# Regional Forums > United States > South US >  really need some help on a move

## steve_r34

Trying to relocate from ny to fl but everywhere we seem to look we are having issues with renting cause we own 2 pit bulls . Does anyone know realtors that could help out . At this point it don't matter where we go . We where looking to stay up by Panama city area . Any help would b greatly appreciated  .. 
Thanks

----------


## JLC

I don't know any realtors in that area, but as someone who has moved many, many times and rented many houses with a doberman in tow, I can just encourage you to stick with it.  There ARE property owners out there that have no problems with pit bulls or other "dangerous" dogs, but sometimes you have to sift through a lot of rejection to find them, which I know can be exceedingly frustrating when you find what would otherwise be a perfect home.  

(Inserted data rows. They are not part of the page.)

Issue #560, opened 2022-05-10
Update azure-cli-core


beandrad:
The azure-cli-core dependency is currently pinned to version 2.25.0, which is quite old, so it should be updated. Apart from that, if we want to install azure-cli when within the same environment using pip, the same version of azure-cli needs to be used. This version has a dependency on an old library that makes use of a deprecated feature of `setuptools`. Therefore, if we want to set the development environment this way, we need to use an old `setuptools` library.

azure-cli-core should be pinned to version 2.34.1.  Please note >=2.35.0 cannot be used as this version is not compatible with the `docker` dependency, since `docker` requires websocket-client==0.56.0 and azure-cli-core>=2.35.0 requires websocket-client==1.31.1.

shiroyama:
I'd like to join this

PR #568, opened 2022-05-17
Update azure-cli-core

shiroyama:
## Checklist

- [x] Versions update reflected in all places (both __init__.py files, CHANGELOG, setup.py, setup.cfg)
- [x] Unit tests pass locally

### General guidelines

- [x] Title of the pull request is clear and informative.
- [x] There are a small number of commits, each of which have an informative message. This means that previously merged commits do not appear in the history of the PR.

## Description

The azure-cli-core dependency is currently pinned to version 2.25.0,
which is quite old, so it should be updated. Apart from that, if we want
to install azure-cli when within the same environment using pip, the
same version of azure-cli needs to be used. This version has a
dependency on an old library that makes use of a deprecated feature of
setuptools. Therefore, if we want to set the development environment
this way, we need to use an old setuptools library.

azure-cli-core should be pinned to version 2.34.1. Please note >=2.35.0
cannot be used as this version is not compatible with the docker
dependency, since docker requires websocket-client==0.56.0 and
azure-cli-core>=2.35.0 requires websocket-client==1.31.1.

Please note we removed the manifest for no_modules and the related test
cases because the validation of iot edge deployment create got stricter
with the current version and otherwise the test failed.

Fixes: #560

Co-authored-by: Isabel Lopez Andrade <beandrad@microsoft.com>


setup.cfg
```diff
@@ -1,5 +1,5 @@
 [bumpversion]
-current_version = 3.3.4
+current_version = 3.3.5
```
marianan, line 2: >.5 [](http://example.com/codeflow?start=21&length=2)

Please do not upgrade the iotedgedev version just yet. We will publish all the Hackathon changes at once at the end of the week and will bump the version then.

setup.py
```diff
@@ -12,7 +12,7 @@
     'python-dotenv',
     'requests >= 2.20.0, <= 2.25.1',
     'fstrings',
-    'azure-cli-core >= 2.25.0',
+    'azure-cli-core >= 2.34.1, < 2.35.0',
```
marianan, line 15: >'azure-cli-core >= 2.34.1, < 2.35.0', [](http://example.com/codeflow?start=4&length=37)

I copied this from the PR description, it would be great to add this info for future context for this line.
"Please note >=2.35.0
cannot be used as this version is not compatible with the docker
dependency, since docker requires websocket-client==0.56.0 and
azure-cli-core>=2.35.0 requires websocket-client==1.31.1."

CHANGELOG.md
```diff
@@ -1,6 +1,9 @@
 # Changelog
 All notable changes to this project since 0.82.0 will be documented in this file.
 
+## [3.3.5] - 2022-05-17
+- Update azure-cli-core
```
marianan, line 5: In general, we will publish a version update for iotedgedev with all the changes from the Hackathon, so continue appending the changes in the Changelog but don't bump the version in the code.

We own a house in Crestview (about two hours northwest of Panama City) that we rent out and I wouldn't have any problems renting to someone with two pits, so long as they prove to be responsible tenants and financially capable of living there.  We currently have long-term tenants living there, so it's not it's not available or anything, but it should offer hope that there ARE homes available for rent, even to pit owners.

----------

_Reinz_ (02-27-2015)

----------


## steve_r34

Thanks for the encouraging words judy . Will keep looking . I just don't want to get stuck in ny for another winter .

----------